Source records
PR #7341, opened 2026-04-01
define top level permission for update-helm-index.yml

zhzhuang-zju:
**What type of PR is this?**
/kind cleanup

Ref to https://github.com/karmada-io/karmada/pull/7247#issuecomment-4161263507, this pr is to:
- define top-level permission for update-helm-index.yml (Verified via https://app.stepsecurity.io/secureworkflow)
- Remove the action `azure/setup-helm`, as this job requires write permissions, and we could minimize the use of actions.

Test report: https://github.com/zhzhuang-zju/karmada/actions/runs/23836850391/job/69482606137

Fixes #

```release-note

```

### DIFF
--- a/.github/workflows/update-helm-index.yml
+++ b/.github/workflows/update-helm-index.yml
@@ -15,8 +15,7 @@ on:
         type: string
 
 permissions:
-  contents: write
-  pull-requests: write
+  contents: read
 
 jobs:
   get-helm-versions:
@@ -48,6 +47,9 @@ jobs:
 
   update-index-pr:
     name: Update Index and Create PR
+    permissions:
+      contents: write
+      pull-requests: write
     needs: get-helm-versions
     if: needs.get-helm-versions.outputs.should_run == 'true'
     runs-on: ubuntu-22.04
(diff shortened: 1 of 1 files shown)


.github/workflows/update-helm-index.yml
```diff
@@ -61,12 +63,10 @@ jobs:
           ref: master
           # fetch-depth:
           # 0 indicates all history for all branches and tags.
-          # for `git describe --tags` in Makefile.
           fetch-depth: 0
       - name: Install Helm
-        uses: azure/setup-helm@dda3372f752e03dde6b3237bc9431cdc2f7a02a2 # v5.0.0
```
RainbowMango, line 67: > Remove the action azure/setup-helm, as this job requires write permissions, and we could minimize the use of actions.

Can you elaborate on why this action requires write permission? It is the action of installing tools, so I don't understand why it requires that. 

In addition, the action is still being used in the other workflows.

zhzhuang-zju: > Can you elaborate on why this action requires write permission? It is the action of installing tools, so I don't understand why it requires that.

The permission is set at the job level. Since the job `Update Index and Create PR` requires write permissions, the GitHub token used by every action within this job has write access. Therefore, it is not that the `azure/setup-helm` action itself needs write permissions; rather, write permissions are available within this job.

> In addition, the action is still being used in the other workflows.

Yes. However, my goal is not to remove the `azure/setup-helm` action, but to eliminate unnecessary actions within jobs that have write permissions.

RainbowMango (approved):
/lgtm
/approve

PR #7343, opened 2026-04-01
Validate critical initData values in operator init workflow

manmathbh:
### What type of PR is this?

/kind bug

### What this PR does / why we need it:

This PR adds validation for critical init data in the operator init workflow before those fields are used.

### Specifically, it now checks:

Spec.Components and Spec.Components.KarmadaAPIServer are present
Spec.HostCluster, Spec.HostCluster.Networking, and Spec.HostCluster.Networking.DNSDomain are present
DNSDomain is not empty
If any of these required fields are missing, the init flow now returns a clear error instead of continuing and failing later with less obvious behavior.

This makes operator initialization safer and easier to debug when the Karmada custom resource is incomplete or misconfigured.

### Special notes for your reviewer:

Main code change is in newRunData validation logic.
Added unit tests that cover invalid configuration cases:
missing components
missing KarmadaAPIServer component
missing host cluster
missing host cluster networking
missing dnsDomain
empty dnsDomain
Test report:
go test ./operator/pkg/...

### Does this PR introduce a user-facing change?:

```
 NONE
```

### DIFF
--- a/operator/pkg/init.go
+++ b/operator/pkg/init.go
@@ -157,7 +157,6 @@ func newRunData(opt *InitOptions) (*initData, error) {
 		return nil, fmt.Errorf("unexpected karmada invalid version %s", opt.KarmadaVersion)
 	}
 
-	// TODO: Verify whether important values of initData is valid
 	var address string
 	if opt.Karmada.Spec.Components.KarmadaAPIServer.ServiceType == corev1.ServiceTypeNodePort {
 		address, err = util.GetAPIServiceIP(remoteClient)


operator/pkg/init.go
```diff
@@ -178,11 +189,40 @@ func newRunData(opt *InitOptions) (*initData, error) {
...
+
+	remoteClient, err := util.BuildClientFromSecretRef(localClient, hostCluster.SecretRef)
+	if err != nil {
+		return nil, fmt.Errorf("error when creating cluster client to install karmada, err: %w", err)
+	}
+
+	return remoteClient, nil
+}
+
+func resolveDNSDomain(hostCluster *operatorv1alpha1.HostCluster) string {
```
zhzhuang-zju: Hi @manmathbh, can you remind me why we use the new function `resolveDNSDomain` to get the dnsDomain?

The operator sets a default value for `karmada.spec.hostcluster.networking.dnsDomain` when reconciling the Karmada CR for the first time. Therefore, we can actually just directly use `*opt.Karmada.Spec.HostCluster.Networking.DNSDomain`.
https://github.com/karmada-io/karmada/blob/c75c55636b97fb3b7c833a8e78bcc1ed04ca2c6e/operator/pkg/apis/operator/v1alpha1/defaults.go#L98-L110

manmathbh: Thanks @zhzhuang-zju  for calling this out. You’re right that in the normal reconcile flow, `dnsDomain` is defaulted, so direct access should work.

I added `resolveDNSDomain` mainly as a defensive safeguard for nil/partial objects (especially in tests or non-standard call paths) and to avoid nil-deref/staticcheck issues. If you’d prefer, I can simplify this and switch back to direct dereference based on the defaulting guarantee.

manmathbh: Hi @zhzhuang-zju, thanks for the reminder, this is a fair point.

You are right: in normal reconcile flow, spec.hostCluster.networking.dnsDomain is defaulted, so direct dereference is sufficient.
I originally added resolveDNSDomain as a defensive nil-safe path for tests/non-standard inputs and to avoid nil-deref warnings, but I agree that it adds unnecessary indirection here.

I will simplify this by removing resolveDNSDomain and using direct dnsDomain access based on the defaulting guarantee. The fail-fast behavior and clearer initData errors remain unchanged.

PTAL after I push the simplification.

zhzhuang-zju: Sorry for the late reply.

> I will simplify this by removing resolveDNSDomain and using direct dnsDomain access based on the defaulting guarantee.

I don't quite understand what's wrong with the current implementation.
Could you first explain the issue, as well as what exactly you mean by the simplification you mentioned?

manmathbh: Hi @zhzhuang-zju, thanks for following up, and no worries.

You’re right that the current implementation is functionally correct. There is no functional bug in `resolveDNSDomain` itself.

What I meant by “simplification” is only a code-clarity refactor:
- keep the same behavior,
- remove the extra helper indirection,
- read `dnsDomain` directly from `opt.Karmada.Spec.HostCluster.Networking.DNSDomain` (which is defaulted in normal reconcile flow).

So the concern is not correctness, only readability/maintainability and aligning with the defaulting contract.

If you prefer, I can keep the current implementation as-is (no further code change) and proceed with this PR in the current form.

zhzhuang-zju: > read dnsDomain directly from opt.Karmada.Spec.HostCluster.Networking.DNSDomain (which is defaulted in normal reconcile flow).

This appears to be how the current implementation works. My understanding is that no changes are needed.

Please correct me if I’m wrong.

zhzhuang-zju:
refer to https://github.com/karmada-io/karmada/pull/7343#discussion_r3079606280

/remove-kind bug
/kind cleanup

manmathbh:
@zhzhuang-zju Thanks for the review.
Since the current implementation looks fine per your last comment, could you /lgtm and /approve when you get a chance?

zhzhuang-zju:
> This appears to be how the current implementation works. My understanding is that no changes are needed.

Sorry for not making myself clear last time. What I mean is that there is no need to modify the code in the master branch. This is because the operator will [set default values](https://github.com/karmada-io/karmada/blob/master/operator/pkg/apis/operator/v1alpha1/defaults.go) and perform [necessary field validation](https://github.com/karmada-io/karmada/blob/master/operator/pkg/controller/karmada/validating.go) for Karmada CRs.

I agree that this approach can improve the robustness of the function. However, I do not recommend adding excessive nil checks in this case. Under a well-defined context, too many redundant nil checks will lead to duplicated code and reduce readability.

Therefore, my suggestion is to only remove the comment:  
`// TODO: Verify whether important values of initData is valid`  

The reason is that the key fields of `initData` have already been validated in `validateKarmada`.

manmathbh:
> > This appears to be how the current implementation works. My understanding is that no changes are needed.
> 
> Sorry for not making myself clear last time. What I mean is that there is no need to modify the code in the master branch. This is because the operator will [set default values](https://github.com/karmada-io/karmada/blob/master/operator/pkg/apis/operator/v1alpha1/defaults.go) and perform [necessary field validation](https://github.com/karmada-io/karmada/blob/master/operator/pkg/controller/karmada/validating.go) for Karmada CRs.
> 
> I agree that this approach can improve the robustness of the function. However, I do not recommend adding excessive nil checks in this case. Under a well-defined context, too many redundant nil checks will lead to duplicated code and reduce readability.
> 
> Therefore, my suggestion is to only remove the comment: `// TODO: Verify whether important values of initData is valid`
> 
> The reason is that the key fields of `initData` have already been validated in `validateKarmada`.

@zhzhuang-zju got it, thanks for clarifying.
I misunderstood earlier, validateKarmada already covers this and adding redundant checks hurts readability.
Let me strip this down to just removing the stale TODO.
Give me a moment.

zhzhuang-zju:
thanks
/lgtm
/approve

Issue #7344, opened 2026-04-01
Scheduler: add event-driven requeue for unschedulable bindings on cluster status changes


seanlaii:
**What would you like to be added**:

Add event-driven requeue for unschedulable bindings when cluster resource availability changes, modeled after the K8s scheduler's [`MoveAllToActiveOrBackoffQueue`](https://github.com/kubernetes/kubernetes/blob/master/pkg/scheduler/backend/queue/scheduling_queue.go).

Proposed changes:
1. Add `MoveAllToActiveOrBackoffQueue(event string)` to the `SchedulingQueue` interface and `prioritySchedulingQueue`. It moves all bindings from `unschedulableBindings` to `activeQ` (or `backoffQ` if still backing off).
2. Call it from `updateCluster` (`event_handler.go`) when `ClusterStatus.ResourceSummary` or `ClusterStatus.Conditions` changes.
3. Call it from `addCluster` (`event_handler.go`) when a new cluster joins.

**Why is this needed**:

With `PriorityBasedScheduling` enabled, `handleErr` (`scheduler.go:844`) places bindings that fail with `UnschedulableError` (e.g., insufficient cluster replicas) into `unschedulableBindings`.

Today, bindings move out of `unschedulableBindings` in two ways:
1. **Timer-based**: `flushUnschedulableBindingsLeftover` checks every 30s and moves bindings older than 5 minutes back to `activeQ`.
2. **Event-driven** (spec changes only): When `updateCluster` detects a DeletionTimestamp, Labels, or Generation change, it triggers `clusterReconcileWorker` → `enqueueAffectedBindings` → `Push()` → `moveToActiveQ()`, which removes matching bindings from `unschedulableBindings`.

Neither mechanism reacts to `ClusterStatus` changes. `ResourceSummary` and `Conditions` are in `ClusterStatus`, not `ClusterSpec`, so these updates do not increment `Generation` and do not match any case in the `updateCluster` switch statement (`event_handler.go:299-309`).

**Example**: A low-priority binding fails scheduling due to insufficient replicas and enters `unschedulableBindings`. A high-priority job then completes, freeing resources. The cluster status controller updates `ResourceSummary` within ~10s, but `updateCluster` silently drops this status-only update. The low-priority binding waits up to 5 minutes in `unschedulableBindings` before the timer moves it back for retry.

Related: https://github.com/karmada-io/karmada/pull/7340

Chen-speculation:
[...]

PR #7369, opened 2026-04-08
scheduler: requeue unschedulable bindings on cluster status changes

Tej-Katika:
**What this PR does / why we need it**

When `PriorityBasedScheduling` is enabled, bindings that fail with `UnschedulableError` are placed in `unschedulableBindings` and only flushed back to `activeQ` by a 5-minute timer. This happens because `updateCluster` only reacts to `ClusterSpec` changes — `ClusterStatus` fields never increment `Generation` so they were silently dropped.

Two concrete problems this fixes:

1. **ResourceSummary / Conditions** — after a cluster frees capacity or transitions to `Ready`, affected bindings wait up to 5 minutes before retry instead of ~10 seconds.
2. **APIEnablements** — after a CRD is installed on a member cluster, bindings stuck with `"0/N clusters: API resource not found"` are never retried at all (workaround today is to manually patch `spec.rescheduleTriggeredAt`).

**Changes**

- `updateCluster`: adds a new `case` to the existing switch that calls `clusterReconcileWorker.Add(newCluster)` when `ResourceSummary`, `Conditions`, or `APIEnablements` change. This reuses the existing `reconcileCluster` → `enqueueAffectedBindings` → `priorityQueue.Push` → `moveToActiveQ` path, which already handles moving bindings out of `unschedulableBindings`.
- `addCluster`: adds `clusterReconcileWorker.Add(cluster)` so bindings stuck waiting for a new cluster are retried immediately on join rather than after 5 minutes.

No changes to the `SchedulingQueue` interface are needed.

**Which issue(s) this PR fixes**

Part of #7344

**Prerequisites**

#7340 (already merged) — fixes `%w` wrapping so `errors.As(err, &unschedulableErr)` correctly identifies the error, ensuring bindings land in `unschedulableBindings` rather than `backoffQ`.

**Special notes for your reviewer**

The new status-change `case` is intentionally placed after the generation/labels cases in the switch. If spec and status change simultaneously, the generation case fires and the existing path already requeues affected bindings — no double-trigger.

**Does this PR introduce a user-facing change?**

```release-note
NONE
```

### DIFF
--- a/pkg/scheduler/event_handler.go
+++ b/pkg/scheduler/event_handler.go
@@ -321,6 +321,9 @@ func (s *Scheduler) addCluster(obj any) {
 	if s.enableSchedulerEstimator {
 		s.schedulerEstimatorWorker.Add(cluster.Name)
 	}
+	if s.priorityQueue != nil {
+		s.priorityQueue.MoveAllToActiveQ()
+	}
 }
 
 func (s *Scheduler) updateCluster(oldObj, newObj any) {
@@ -350,6 +353,25 @@ func (s *Scheduler) updateCluster(oldObj, newObj any) {
 		// to the worker. Therefore, call Add func instead of Enqueue func.
 		s.clusterReconcileWorker.Add(oldCluster)
 		s.clusterReconcileWorker.Add(newCluster)
+	// Cluster status changes that may unblock previously unschedulable bindings:
+	//   - Ready condition transitions: a newly-Ready cluster becomes a scheduling
+	//     candidate; a cluster losing Ready may need its bindings re-evaluated.
+	//   - APIEnablements list changes while CompleteAPIEnablements is True: the
+	//     cluster's supported API set has shifted (e.g. a new CRD installed), so
+	//     bindings whose resource kind was previously unsupported may now fit.
+	//     The True guard avoids reacting to in-progress discovery snapshots.
+	//   - ResourceSummary changes: the cluster's allocatable resource pool moved,
+	//     so bindings that previously exceeded capacity may now fit.
+	// MoveAllToActiveQ flushes the unschedulable map back to the active queue
+	// without a full ResourceBinding scan; each binding is re-evaluated when
+	// popped from the active queue.
+	case util.ClusterConditionStatusChanged(oldCluster, newCluster, clusterv1alpha1.ClusterConditionReady) ||
+		(!equality.Semantic.DeepEqual(oldCluster.Status.APIEnablements, newCluster.Status.APIEnablements) &&
+			meta.IsStatusConditionTrue(newCluster.Status.Conditions, clusterv1alpha1.ClusterConditionCompleteAPIEnablements)) ||
+		!equality.Semantic.DeepEqual(oldCluster.Status.ResourceSummary, newCluster.Status.ResourceSummary):
+		if s.priorityQueue != nil {
+			s.priorityQueue.MoveAllToActiveQ()
+		}
 	}
 }
 
--- a/pkg/scheduler/event_handler_test.go
+++ b/pkg/scheduler/event_handler_test.go
@@ -32,6 +32,7 @@ import (
 	workv1alpha2 "github.com/karmada-io/karmada/pkg/apis/work/v1alpha2"
 	"github.com/karmada-io/karmada/pkg/features"
 	schedulercache "github.com/karmada-io/karmada/pkg/scheduler/cache"
+	internalqueue "github.com/karmada-io/karmada/pkg/scheduler/internal/queue"
 )
 
 func TestResourceBindingEventFilter(t *testing.T) {
@@ -148,55 +149,71 @@ func TestResourceBindingEventFilter(t *testing.T) {
 
 func TestAddCluster(t *testing.T) {
 	tests := []struct {
-		name                     string
-		enableSchedulerEstimator bool
-		obj                      any
-		expectedAdded            bool
-		expectedClusterName      string
+		name                         string
+		enableSchedulerEstimator     bool
+		obj                          any
+		priorityQueue                internalqueue.SchedulingQueue
+		expectedEstimatorAdded       bool
+		expectedEstimatorClusterName string
+		expectedMoveAllToActive      bool
 	}{
 		{
-			name:                     "valid cluster object with estimator enabled",
-			enableSchedulerEstimator: true,
-			obj:                      createCluster("test-cluster", 0, nil),
-			expectedAdded:            true,
-			expectedClusterName:      "test-cluster",
+			name:                         "valid cluster, estimator enabled, no priority queue",
+			enableSchedulerEstimator:     true,
+			obj:                          createCluster("test-cluster", 0, nil),
+			priorityQueue:                nil,
+			expectedEstimatorAdded:       true,
+			expectedEstimatorClusterName: "test-cluster",
+			expectedMoveAllToActive:      false,
 		},
 		{
-			name:                     "valid cluster object with estimator disabled",
+			name:                         "valid cluster, estimator enabled, with priority queue",
+			enableSchedulerEstimator:     true,
+			obj:                          createCluster("test-cluster", 0, nil),
+			priorityQueue:                &mockSchedulingQueue{},
+			expectedEstimatorAdded:       true,
+			expectedEstimatorClusterName: "test-cluster",
+			expectedMoveAllToActive:      true,
+		},
+		{
+			name:                     "valid cluster, estimator disabled, with priority queue",
 			enableSchedulerEstimator: false,
 			obj:                      createCluster("test-cluster-2", 0, nil),
-			expectedAdded:            false,
-			expectedClusterName:      "",
+			priorityQueue:            &mockSchedulingQueue{},
+			expectedEstimatorAdded:   false,
+			expectedMoveAllToActive:  true,
 		},
 		{
 			name:                     "invalid object type",
 			enableSchedulerEstimator: true,
 			obj:                      &corev1.Pod{},
-			expectedAdded:            false,
-			expectedClusterName:      "",
+			expectedEstimatorAdded:   false,
+			expectedMoveAllToActive:  false,
 		},
 	}
 
 	for _, tt := range tests {
 		t.Run(tt.name, func(t *testing.T) {
-			mockWorker := &mockAsyncWorker{}
+			estimatorWorker := &mockAsyncWorker{}
 			s := &Scheduler{
 				enableSchedulerEstimator: tt.enableSchedulerEstimator,
-				schedulerEstimatorWorker: mockWorker,
+				schedulerEstimatorWorker: estimatorWorker,
+				priorityQueue:            tt.priorityQueue,
 			}
 
 			s.addCluster(tt.obj)
 
-			if tt.expectedAdded {
-				assert.Equal(t, 1, mockWorker.addCount, "Worker Add should have been called once")
-				assert.Equal(t, tt.expectedClusterName, mockWorker.lastAdded, "Incorrect cluster name added")
+			if tt.expectedEstimatorAdded {
+				assert.Equal(t, 1, estimatorWorker.addCount, "Estimator worker Add should have been called once")
+				assert.Equal(t, tt.expectedEstimatorClusterName, estimatorWorker.lastAdded, "Incorrect cluster name added to estimator worker")
 			} else {
-				assert.Equal(t, 0, mockWorker.addCount, "Worker Add should not have been called")
-				assert.Nil(t, mockWorker.lastAdded, "No cluster name should have been added")
+				assert.Equal(t, 0, estimatorWorker.addCount, "Estimator worker Add should not have been called")
 			}
 
-			assert.Equal(t, 0, mockWorker.enqueueCount, "Worker Enqueue should not have been called")
-			assert.Nil(t, mockWorker.lastEnqueued, "No item should have been enqueued")
+			if tt.priorityQueue != nil {
+				mock := tt.priorityQueue.(*mockSchedulingQueue)
+				assert.Equal(t, tt.expectedMoveAllToActive, mock.moveAllToActiveCalled, "MoveAllToActive called state mismatch")
+			}
 		})
 	}
 }
@@ -207,8 +224,10 @@ func TestUpdateCluster(t *testing.T) {
 		enableSchedulerEstimator bool
 		oldObj                   any
 		newObj                   any
+		priorityQueue            internalqueue.SchedulingQueue
 		expectedEstimatorAdded   bool
 		expectedReconcileAdded   int
+		expectedMoveAllToActive  bool
 	}{
 		{
 			name:                     "valid cluster update with generation change",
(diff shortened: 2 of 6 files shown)


seanlaii (commented):
Hi @Tej-Katika , thanks for the PR!
/assign

seanlaii (commented):
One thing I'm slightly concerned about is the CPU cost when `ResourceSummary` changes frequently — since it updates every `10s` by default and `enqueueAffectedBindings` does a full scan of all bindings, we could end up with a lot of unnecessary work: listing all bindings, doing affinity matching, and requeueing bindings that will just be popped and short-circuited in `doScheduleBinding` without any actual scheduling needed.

**What you need to do**
A faithful copy of the lines from the line containing "(diff shortened: 2 of 6 files shown)" to the end of the data should be set down, both ends included, and nothing more.

**Solution for this exercise**
(diff shortened: 2 of 6 files shown)


seanlaii (commented):
Hi @Tej-Katika , thanks for the PR!
/assign

seanlaii (commented):
One thing I'm slightly concerned about is the CPU cost when `ResourceSummary` changes frequently — since it updates every `10s` by default and `enqueueAffectedBindings` does a full scan of all bindings, we could end up with a lot of unnecessary work: listing all bindings, doing affinity matching, and requeueing bindings that will just be popped and short-circuited in `doScheduleBinding` without any actual scheduling needed.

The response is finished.